**Task brief:** Write the records out again, unchanged.
[Start of section]
PR #848, opened 2025-03-12
Add HITS use case

mtsokol:
This PR adds [HITS](https://en.wikipedia.org/wiki/HITS_algorithm) algorithm use case, found in [graphblas-algorithms](https://github.com/python-graphblas/graphblas-algorithms).


hameerabbasi (commented):
General suggestion

examples/hits_example.py
```diff
@@ -0,0 +1,82 @@
...
+
+def converged(xprev: Array, x: Array, N: int, tol: float) -> bool:
+    err = xp.sum(xp.abs(x - xprev))
+    return err < xp.asarray(N * tol)
+
+
+class Graph:
+    def __init__(self, N: int, A: Array):
+        assert A.ndim == 2 and all(dim == N for dim in A.shape)
+        self.N = N
```
hameerabbasi, line 27: Maybe it makes sense to infer `N` from `A` instead of an `assert` to make sure it's consistent? Or maybe we can directly pass an array in and use its `.shape` property?

mtsokol: Right, we don't need that - done!

examples/hits_example.py
```diff
@@ -0,0 +1,81 @@
...
+        return xp.asarray([]), xp.asarray([])
+
+    h = xp.full((N, 1), 1.0 / N)
+    A = xp.asarray(G.A)
+
+    for _ in range(max_iter):
+        hprev = h
+        a = hprev.mT @ A
+        h = A @ a.mT
+        h = h / xp.linalg.vector_norm(h, ord=xp.inf)
```
hameerabbasi, line 52:
```suggestion
        h = h / xp.max(h, axis=...)
```

Why obfuscate? 😉 `xp.max` is much simpler than `xp.linalg.vector_norm(..., ord=xp.inf)`.

examples/hits_example.py
```diff
@@ -0,0 +1,81 @@
...
+        if converged(hprev, h, N, tol):
+            break
+        # alternatively these lines can be compiled
+        # h, a, conv = kernel(h, A, N, tol)
+    else:
+        raise Exception("Didn't converge")
+
+    if normalized:
+        h = h / xp.linalg.vector_norm(h, ord=1)
+        a = a / xp.linalg.vector_norm(a, ord=1)
```
hameerabbasi, line 62: Again,

```suggestion
        h = h / xp.max(sum(abs(h), axis=...))
        a = a / xp.max(sum(abs(a), axis=...))
```

hameerabbasi (changes requested):
With this we don't need `linalg` anymore. ;)

examples/hits_example.py
mtsokol: In this use case I wanted to show broader use of Array API, and show that `linalg` is also a standardized namespace, so it serves showcase purposes.
But I can change it to `xp.max`/`xp.sum` if you think it suits presentation better.

hameerabbasi: I'd only use the linalg namespace when we have things that can't be expressed as functions in the main namespace.

hameerabbasi (approved):

PR #849, opened 2025-03-13
Fix CSC/CSR `.mT` fill-value result

mtsokol:
Hi @hameerabbasi,

It looks like transposing CSC/CSR drops fill-value. Here's a fix.


hameerabbasi (dismissed):
Thanks, @mtsokol!

mtsokol:
> Looks like it's just one test -- that can be bundled and we can merge-commit this PR instead of squash.

Done!

hameerabbasi (approved):

PR #857, opened 2025-04-01
MAINT: Use asterisk import for `finch-tensor`

mtsokol:


hameerabbasi (approved):
Ahh, I always love removing lots of lines! Thanks, @mtsokol.

PR #862, opened 2025-04-09
Addressing array api failure for sort() function

prady0t:
Removes :

```
FAILED ../array-api-tests/array_api_tests/test_sorting_functions.py::test_sort - AssertionError: out.shape=(), but should be (1,) [sort()]
```
While running array-api-tests.


hameerabbasi (approved):
Thanks for the fix, @prady0t!

Issue #739, opened 2024-08-07
Add `codespell` to pre-commit


DeaMariaLeon:
Maybe consider checking spelling?: [conbench.github.io/conbench/index.html](https://github.com/codespell-project/codespell)

PR #866, opened 2025-04-24
Added codespell to pre-commit

prady0t:
Fixes: #739


.pre-commit-config.yaml
```diff
@@ -36,4 +36,4 @@ repos:
   hooks:
     - id: codespell
       files: ^.*\.(py|md|yml)$
-      args: ["--write-changes", "--ignore-words=FILE"]
```
hameerabbasi: There should probably be an ignore-words.txt file. 😉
[End of section]
**Task result:**
PR #848, opened 2025-03-12
Add HITS use case

mtsokol:
This PR adds [HITS](https://en.wikipedia.org/wiki/HITS_algorithm) algorithm use case, found in [graphblas-algorithms](https://github.com/python-graphblas/graphblas-algorithms).


hameerabbasi (commented):
General suggestion

examples/hits_example.py
```diff
@@ -0,0 +1,82 @@
...
+
+def converged(xprev: Array, x: Array, N: int, tol: float) -> bool:
+    err = xp.sum(xp.abs(x - xprev))
+    return err < xp.asarray(N * tol)
+
+
+class Graph:
+    def __init__(self, N: int, A: Array):
+        assert A.ndim == 2 and all(dim == N for dim in A.shape)
+        self.N = N
```
hameerabbasi, line 27: Maybe it makes sense to infer `N` from `A` instead of an `assert` to make sure it's consistent? Or maybe we can directly pass an array in and use its `.shape` property?

mtsokol: Right, we don't need that - done!

examples/hits_example.py
```diff
@@ -0,0 +1,81 @@
...
+        return xp.asarray([]), xp.asarray([])
+
+    h = xp.full((N, 1), 1.0 / N)
+    A = xp.asarray(G.A)
+
+    for _ in range(max_iter):
+        hprev = h
+        a = hprev.mT @ A
+        h = A @ a.mT
+        h = h / xp.linalg.vector_norm(h, ord=xp.inf)
```
hameerabbasi, line 52:
```suggestion
        h = h / xp.max(h, axis=...)
```

Why obfuscate? 😉 `xp.max` is much simpler than `xp.linalg.vector_norm(..., ord=xp.inf)`.

examples/hits_example.py
```diff
@@ -0,0 +1,81 @@
...
+        if converged(hprev, h, N, tol):
+            break
+        # alternatively these lines can be compiled
+        # h, a, conv = kernel(h, A, N, tol)
+    else:
+        raise Exception("Didn't converge")
+
+    if normalized:
+        h = h / xp.linalg.vector_norm(h, ord=1)
+        a = a / xp.linalg.vector_norm(a, ord=1)
```
hameerabbasi, line 62: Again,

```suggestion
        h = h / xp.max(sum(abs(h), axis=...))
        a = a / xp.max(sum(abs(a), axis=...))
```

hameerabbasi (changes requested):
With this we don't need `linalg` anymore. ;)

examples/hits_example.py
mtsokol: In this use case I wanted to show broader use of Array API, and show that `linalg` is also a standardized namespace, so it serves showcase purposes.
But I can change it to `xp.max`/`xp.sum` if you think it suits presentation better.

hameerabbasi: I'd only use the linalg namespace when we have things that can't be expressed as functions in the main namespace.

hameerabbasi (approved):

PR #849, opened 2025-03-13
Fix CSC/CSR `.mT` fill-value result

mtsokol:
Hi @hameerabbasi,

It looks like transposing CSC/CSR drops fill-value. Here's a fix.


hameerabbasi (dismissed):
Thanks, @mtsokol!

mtsokol:
> Looks like it's just one test -- that can be bundled and we can merge-commit this PR instead of squash.

Done!

hameerabbasi (approved):

PR #857, opened 2025-04-01
MAINT: Use asterisk import for `finch-tensor`

mtsokol:


hameerabbasi (approved):
Ahh, I always love removing lots of lines! Thanks, @mtsokol.

PR #862, opened 2025-04-09
Addressing array api failure for sort() function

prady0t:
Removes :

```
FAILED ../array-api-tests/array_api_tests/test_sorting_functions.py::test_sort - AssertionError: out.shape=(), but should be (1,) [sort()]
```
While running array-api-tests.


hameerabbasi (approved):
Thanks for the fix, @prady0t!

Issue #739, opened 2024-08-07
Add `codespell` to pre-commit


DeaMariaLeon:
Maybe consider checking spelling?: [conbench.github.io/conbench/index.html](https://github.com/codespell-project/codespell)

PR #866, opened 2025-04-24
Added codespell to pre-commit

prady0t:
Fixes: #739


.pre-commit-config.yaml
```diff
@@ -36,4 +36,4 @@ repos:
   hooks:
     - id: codespell
       files: ^.*\.(py|md|yml)$
-      args: ["--write-changes", "--ignore-words=FILE"]
```
hameerabbasi: There should probably be an ignore-words.txt file. 😉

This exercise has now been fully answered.